Hybrid Block Successive Approximation for One-Sided Non-Convex Min-Max Problems: Algorithms and Applications (1902.08294v2)

Abstract: The min-max problem, also known as the saddle point problem, is a class of optimization problems which minimizes and maximizes two subsets of variables simultaneously. This class of problems can be used to formulate a wide range of signal processing and communication (SPCOM) problems. Despite its popularity, most existing theory for this class has been mainly developed for problems with certain special convex-concave structure. Therefore, it cannot be used to guide the algorithm design for many interesting problems in SPCOM, where various kinds of non-convexity arise. In this work, we consider a block-wise one-sided non-convex min-max problem, in which the minimization problem consists of multiple blocks and is non-convex, while the maximization problem is (strongly) concave. We propose a class of simple algorithms named Hybrid Block Successive Approximation (HiBSA), which alternatingly perform gradient descent-type steps for the minimization blocks and gradient ascent-type steps for the maximization problem. A key element in the proposed algorithm is the use of certain regularization and penalty sequences, which stabilize the algorithm and ensure convergence. We show that HiBSA converges to some properly defined first-order stationary solutions with quantifiable global rates. To validate the efficiency of the proposed algorithms, we conduct numerical tests on a number of problems, including the robust learning problem, the non-convex min-utility maximization problems, and certain wireless jamming problem arising in interfering channels.

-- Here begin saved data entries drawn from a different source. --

PR #653, opened 2026-07-20
feat(ui): shared normalized keystroke seam for the harness

merklebonsai:
InputEvent.normalize/1 — one place that turns raw key events into the
harness's printable/control shape. A thin seam the composer, overlays,
and pump contract all consume.

### DIFF
--- a/lib/raxol/ui/harness/input_event.ex
+++ b/lib/raxol/ui/harness/input_event.ex
@@ -175,6 +175,10 @@ defmodule Raxol.UI.Harness.InputEvent do
           shift: boolean(),
           meta: boolean()
         }
+  # Single source for the kind vocabulary: the `@type kind` below and the
+  # idempotence fast-path guard both derive from it, so a new kind cannot
+  # silently regress one without the other.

• The paper introduces the Hybrid Block Successive Approximation (HiBSA) algorithm, a novel iterative method combining gradient descent and ascent with regularization to solve one-sided non-convex min-max problems.
• The paper provides thorough convergence analysis for HiBSA under different conditions, establishing that the algorithm converges to first-order stationary points.
• Numerical evidence demonstrates HiBSA's effectiveness and robust convergence in various SPCOM applications like distributed optimization, robust learning, and wireless interference handling.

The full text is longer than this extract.